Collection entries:
........

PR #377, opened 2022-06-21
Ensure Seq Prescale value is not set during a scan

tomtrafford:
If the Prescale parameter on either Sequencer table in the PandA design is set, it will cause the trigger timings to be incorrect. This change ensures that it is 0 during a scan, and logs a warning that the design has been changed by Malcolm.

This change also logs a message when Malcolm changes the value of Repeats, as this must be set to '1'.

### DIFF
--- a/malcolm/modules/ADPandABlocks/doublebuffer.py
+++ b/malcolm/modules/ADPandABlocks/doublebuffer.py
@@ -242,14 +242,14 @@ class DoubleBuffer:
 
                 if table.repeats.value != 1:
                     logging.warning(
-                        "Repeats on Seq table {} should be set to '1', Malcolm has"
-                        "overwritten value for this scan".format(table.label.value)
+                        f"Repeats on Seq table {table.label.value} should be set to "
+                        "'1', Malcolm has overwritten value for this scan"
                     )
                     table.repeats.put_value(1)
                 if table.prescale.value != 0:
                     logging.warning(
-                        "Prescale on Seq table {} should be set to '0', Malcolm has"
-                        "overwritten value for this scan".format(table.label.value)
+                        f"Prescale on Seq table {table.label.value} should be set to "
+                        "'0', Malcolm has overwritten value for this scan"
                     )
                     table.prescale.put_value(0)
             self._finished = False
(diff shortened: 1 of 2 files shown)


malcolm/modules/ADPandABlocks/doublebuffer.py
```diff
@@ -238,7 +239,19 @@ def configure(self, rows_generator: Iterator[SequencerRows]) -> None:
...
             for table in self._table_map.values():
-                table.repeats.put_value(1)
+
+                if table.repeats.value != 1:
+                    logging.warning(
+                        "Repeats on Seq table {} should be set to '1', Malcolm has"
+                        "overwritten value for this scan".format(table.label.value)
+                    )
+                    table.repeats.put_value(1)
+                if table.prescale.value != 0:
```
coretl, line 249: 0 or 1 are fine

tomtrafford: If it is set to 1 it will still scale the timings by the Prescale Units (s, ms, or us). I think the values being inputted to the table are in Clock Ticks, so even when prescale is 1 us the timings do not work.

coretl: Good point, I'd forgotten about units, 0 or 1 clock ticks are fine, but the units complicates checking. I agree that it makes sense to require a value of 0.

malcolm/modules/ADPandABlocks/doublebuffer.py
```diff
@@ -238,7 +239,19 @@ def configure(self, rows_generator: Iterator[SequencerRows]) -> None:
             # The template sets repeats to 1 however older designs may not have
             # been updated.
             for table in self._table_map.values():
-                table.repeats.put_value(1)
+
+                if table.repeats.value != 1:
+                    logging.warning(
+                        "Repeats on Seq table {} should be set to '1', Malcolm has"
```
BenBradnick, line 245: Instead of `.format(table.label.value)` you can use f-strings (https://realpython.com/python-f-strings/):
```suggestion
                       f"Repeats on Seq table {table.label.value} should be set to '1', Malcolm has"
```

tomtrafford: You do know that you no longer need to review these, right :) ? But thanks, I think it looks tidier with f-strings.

........

# Task description
Print out every record, character for character.

# Answer space
PR #377, opened 2022-06-21
Ensure Seq Prescale value is not set during a scan

tomtrafford:
If the Prescale parameter on either Sequencer table in the PandA design is set, it will cause the trigger timings to be incorrect. This change ensures that it is 0 during a scan, and logs a warning that the design has been changed by Malcolm.

This change also logs a message when Malcolm changes the value of Repeats, as this must be set to '1'.

### DIFF
--- a/malcolm/modules/ADPandABlocks/doublebuffer.py
+++ b/malcolm/modules/ADPandABlocks/doublebuffer.py
@@ -242,14 +242,14 @@ class DoubleBuffer:
 
                 if table.repeats.value != 1:
                     logging.warning(
-                        "Repeats on Seq table {} should be set to '1', Malcolm has"
-                        "overwritten value for this scan".format(table.label.value)
+                        f"Repeats on Seq table {table.label.value} should be set to "
+                        "'1', Malcolm has overwritten value for this scan"
                     )
                     table.repeats.put_value(1)
                 if table.prescale.value != 0:
                     logging.warning(
-                        "Prescale on Seq table {} should be set to '0', Malcolm has"
-                        "overwritten value for this scan".format(table.label.value)
+                        f"Prescale on Seq table {table.label.value} should be set to "
+                        "'0', Malcolm has overwritten value for this scan"
                     )
                     table.prescale.put_value(0)
             self._finished = False
(diff shortened: 1 of 2 files shown)


malcolm/modules/ADPandABlocks/doublebuffer.py
```diff
@@ -238,7 +239,19 @@ def configure(self, rows_generator: Iterator[SequencerRows]) -> None:
...
             for table in self._table_map.values():
-                table.repeats.put_value(1)
+
+                if table.repeats.value != 1:
+                    logging.warning(
+                        "Repeats on Seq table {} should be set to '1', Malcolm has"
+                        "overwritten value for this scan".format(table.label.value)
+                    )
+                    table.repeats.put_value(1)
+                if table.prescale.value != 0:
```
coretl, line 249: 0 or 1 are fine

tomtrafford: If it is set to 1 it will still scale the timings by the Prescale Units (s, ms, or us). I think the values being inputted to the table are in Clock Ticks, so even when prescale is 1 us the timings do not work.

coretl: Good point, I'd forgotten about units, 0 or 1 clock ticks are fine, but the units complicates checking. I agree that it makes sense to require a value of 0.

malcolm/modules/ADPandABlocks/doublebuffer.py
```diff
@@ -238,7 +239,19 @@ def configure(self, rows_generator: Iterator[SequencerRows]) -> None:
             # The template sets repeats to 1 however older designs may not have
             # been updated.
             for table in self._table_map.values():
-                table.repeats.put_value(1)
+
+                if table.repeats.value != 1:
+                    logging.warning(
+                        "Repeats on Seq table {} should be set to '1', Malcolm has"
```
BenBradnick, line 245: Instead of `.format(table.label.value)` you can use f-strings (https://realpython.com/python-f-strings/):
```suggestion
                       f"Repeats on Seq table {table.label.value} should be set to '1', Malcolm has"
```

tomtrafford: You do know that you no longer need to review these, right :) ? But thanks, I think it looks tidier with f-strings.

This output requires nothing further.